» **Exercise aim**
Only a number is wanted here: the count of lines in the entries below that contain the word "behavior".

===== Supplied data

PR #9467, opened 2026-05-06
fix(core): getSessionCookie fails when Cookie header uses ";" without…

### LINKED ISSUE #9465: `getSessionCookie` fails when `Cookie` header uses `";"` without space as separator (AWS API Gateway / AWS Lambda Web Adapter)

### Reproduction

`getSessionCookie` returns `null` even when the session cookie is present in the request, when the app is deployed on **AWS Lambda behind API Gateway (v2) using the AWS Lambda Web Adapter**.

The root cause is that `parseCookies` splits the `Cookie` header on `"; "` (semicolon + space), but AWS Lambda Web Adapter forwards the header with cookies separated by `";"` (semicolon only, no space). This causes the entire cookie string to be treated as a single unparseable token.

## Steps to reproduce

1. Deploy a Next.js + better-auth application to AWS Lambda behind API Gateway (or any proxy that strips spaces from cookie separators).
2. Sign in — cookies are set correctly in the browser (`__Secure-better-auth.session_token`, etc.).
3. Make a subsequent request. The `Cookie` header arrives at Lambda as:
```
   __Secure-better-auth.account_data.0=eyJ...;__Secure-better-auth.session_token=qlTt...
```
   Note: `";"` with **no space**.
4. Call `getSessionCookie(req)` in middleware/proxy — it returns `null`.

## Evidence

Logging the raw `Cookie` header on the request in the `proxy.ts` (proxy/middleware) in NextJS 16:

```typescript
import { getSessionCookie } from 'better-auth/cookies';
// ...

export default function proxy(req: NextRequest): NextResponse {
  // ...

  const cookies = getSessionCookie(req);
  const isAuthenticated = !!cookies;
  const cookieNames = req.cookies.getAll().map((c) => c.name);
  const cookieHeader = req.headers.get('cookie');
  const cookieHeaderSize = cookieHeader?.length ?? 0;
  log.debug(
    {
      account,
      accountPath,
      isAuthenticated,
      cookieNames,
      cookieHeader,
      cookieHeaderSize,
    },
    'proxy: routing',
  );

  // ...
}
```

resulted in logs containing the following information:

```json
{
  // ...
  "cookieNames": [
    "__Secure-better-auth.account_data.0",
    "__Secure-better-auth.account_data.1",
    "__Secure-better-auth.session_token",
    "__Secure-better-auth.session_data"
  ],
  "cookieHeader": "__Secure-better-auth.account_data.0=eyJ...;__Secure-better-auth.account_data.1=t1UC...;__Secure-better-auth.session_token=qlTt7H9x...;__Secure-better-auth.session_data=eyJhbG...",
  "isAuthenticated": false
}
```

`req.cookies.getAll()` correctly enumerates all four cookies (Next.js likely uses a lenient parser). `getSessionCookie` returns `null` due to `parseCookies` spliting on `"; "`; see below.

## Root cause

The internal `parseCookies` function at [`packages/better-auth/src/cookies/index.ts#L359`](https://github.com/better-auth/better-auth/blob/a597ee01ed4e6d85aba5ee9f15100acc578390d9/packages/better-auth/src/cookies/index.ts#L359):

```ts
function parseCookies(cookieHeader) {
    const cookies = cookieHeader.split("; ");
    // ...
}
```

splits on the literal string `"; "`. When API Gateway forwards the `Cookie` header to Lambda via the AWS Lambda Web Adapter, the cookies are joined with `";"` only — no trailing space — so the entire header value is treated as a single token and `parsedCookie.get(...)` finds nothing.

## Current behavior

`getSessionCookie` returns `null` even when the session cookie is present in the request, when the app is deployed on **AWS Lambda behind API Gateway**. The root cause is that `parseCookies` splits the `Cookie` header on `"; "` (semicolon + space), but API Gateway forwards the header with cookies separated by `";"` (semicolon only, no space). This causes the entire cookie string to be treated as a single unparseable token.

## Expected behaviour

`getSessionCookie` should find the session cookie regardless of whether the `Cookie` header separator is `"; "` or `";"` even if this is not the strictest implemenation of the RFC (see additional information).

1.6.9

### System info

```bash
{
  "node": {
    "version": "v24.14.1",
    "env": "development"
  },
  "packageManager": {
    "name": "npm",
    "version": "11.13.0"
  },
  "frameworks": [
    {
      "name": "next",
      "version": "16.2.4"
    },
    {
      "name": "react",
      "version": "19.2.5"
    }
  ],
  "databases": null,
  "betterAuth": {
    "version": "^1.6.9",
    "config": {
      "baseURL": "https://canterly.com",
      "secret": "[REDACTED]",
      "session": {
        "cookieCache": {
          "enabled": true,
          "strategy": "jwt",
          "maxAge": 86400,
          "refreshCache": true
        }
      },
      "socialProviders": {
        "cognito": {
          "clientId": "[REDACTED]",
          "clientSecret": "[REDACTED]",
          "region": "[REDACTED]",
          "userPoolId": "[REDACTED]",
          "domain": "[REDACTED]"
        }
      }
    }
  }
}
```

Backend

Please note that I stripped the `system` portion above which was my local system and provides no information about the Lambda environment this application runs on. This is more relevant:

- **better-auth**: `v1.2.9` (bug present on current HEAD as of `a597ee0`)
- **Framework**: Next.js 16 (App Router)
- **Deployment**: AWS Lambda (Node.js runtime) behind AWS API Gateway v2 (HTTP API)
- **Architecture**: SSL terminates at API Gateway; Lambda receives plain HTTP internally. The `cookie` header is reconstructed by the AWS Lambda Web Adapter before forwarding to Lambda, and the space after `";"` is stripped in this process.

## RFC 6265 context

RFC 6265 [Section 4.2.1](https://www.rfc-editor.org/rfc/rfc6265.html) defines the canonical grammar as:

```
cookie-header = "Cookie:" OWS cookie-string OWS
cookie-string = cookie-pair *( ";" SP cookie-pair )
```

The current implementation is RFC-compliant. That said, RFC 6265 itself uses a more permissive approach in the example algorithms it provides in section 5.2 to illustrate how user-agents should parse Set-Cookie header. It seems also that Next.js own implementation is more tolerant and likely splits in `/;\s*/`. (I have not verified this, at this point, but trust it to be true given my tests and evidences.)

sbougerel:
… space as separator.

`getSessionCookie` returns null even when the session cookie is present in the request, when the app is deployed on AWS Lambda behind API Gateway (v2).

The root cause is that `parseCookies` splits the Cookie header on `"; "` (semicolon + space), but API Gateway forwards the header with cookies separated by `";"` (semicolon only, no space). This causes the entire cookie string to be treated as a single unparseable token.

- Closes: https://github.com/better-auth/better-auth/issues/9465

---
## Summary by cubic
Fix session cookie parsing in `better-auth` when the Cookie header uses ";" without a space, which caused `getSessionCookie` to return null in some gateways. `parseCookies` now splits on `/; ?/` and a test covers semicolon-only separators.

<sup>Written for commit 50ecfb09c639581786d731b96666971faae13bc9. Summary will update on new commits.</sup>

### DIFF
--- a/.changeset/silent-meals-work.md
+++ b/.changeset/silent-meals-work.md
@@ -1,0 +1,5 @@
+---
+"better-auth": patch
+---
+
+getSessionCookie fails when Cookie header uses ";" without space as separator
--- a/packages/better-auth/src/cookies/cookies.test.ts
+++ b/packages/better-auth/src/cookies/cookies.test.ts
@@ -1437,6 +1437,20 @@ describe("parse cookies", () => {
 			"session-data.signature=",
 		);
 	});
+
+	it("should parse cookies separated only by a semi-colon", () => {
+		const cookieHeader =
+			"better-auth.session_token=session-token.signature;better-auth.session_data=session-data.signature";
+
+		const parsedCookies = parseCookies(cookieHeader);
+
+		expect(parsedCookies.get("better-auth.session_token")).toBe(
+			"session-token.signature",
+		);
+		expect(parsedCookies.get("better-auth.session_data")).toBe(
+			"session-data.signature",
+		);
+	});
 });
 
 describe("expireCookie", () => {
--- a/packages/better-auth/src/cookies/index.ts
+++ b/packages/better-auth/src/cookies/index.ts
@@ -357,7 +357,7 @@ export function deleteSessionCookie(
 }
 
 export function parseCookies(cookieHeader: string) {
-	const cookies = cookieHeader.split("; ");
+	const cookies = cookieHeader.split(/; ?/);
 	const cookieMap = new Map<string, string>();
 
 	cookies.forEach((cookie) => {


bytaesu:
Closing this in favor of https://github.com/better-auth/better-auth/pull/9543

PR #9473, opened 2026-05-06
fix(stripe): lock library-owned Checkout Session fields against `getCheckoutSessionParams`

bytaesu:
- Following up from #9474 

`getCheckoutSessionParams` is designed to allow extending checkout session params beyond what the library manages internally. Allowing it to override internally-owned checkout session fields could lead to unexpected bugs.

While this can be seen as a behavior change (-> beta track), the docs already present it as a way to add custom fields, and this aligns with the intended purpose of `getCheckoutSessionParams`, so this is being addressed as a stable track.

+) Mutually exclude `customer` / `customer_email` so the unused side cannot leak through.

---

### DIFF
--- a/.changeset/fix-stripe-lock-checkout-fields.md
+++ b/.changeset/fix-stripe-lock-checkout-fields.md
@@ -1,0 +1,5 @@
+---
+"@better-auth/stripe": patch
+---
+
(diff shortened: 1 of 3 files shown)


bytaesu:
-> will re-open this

==========

» **Solution**
2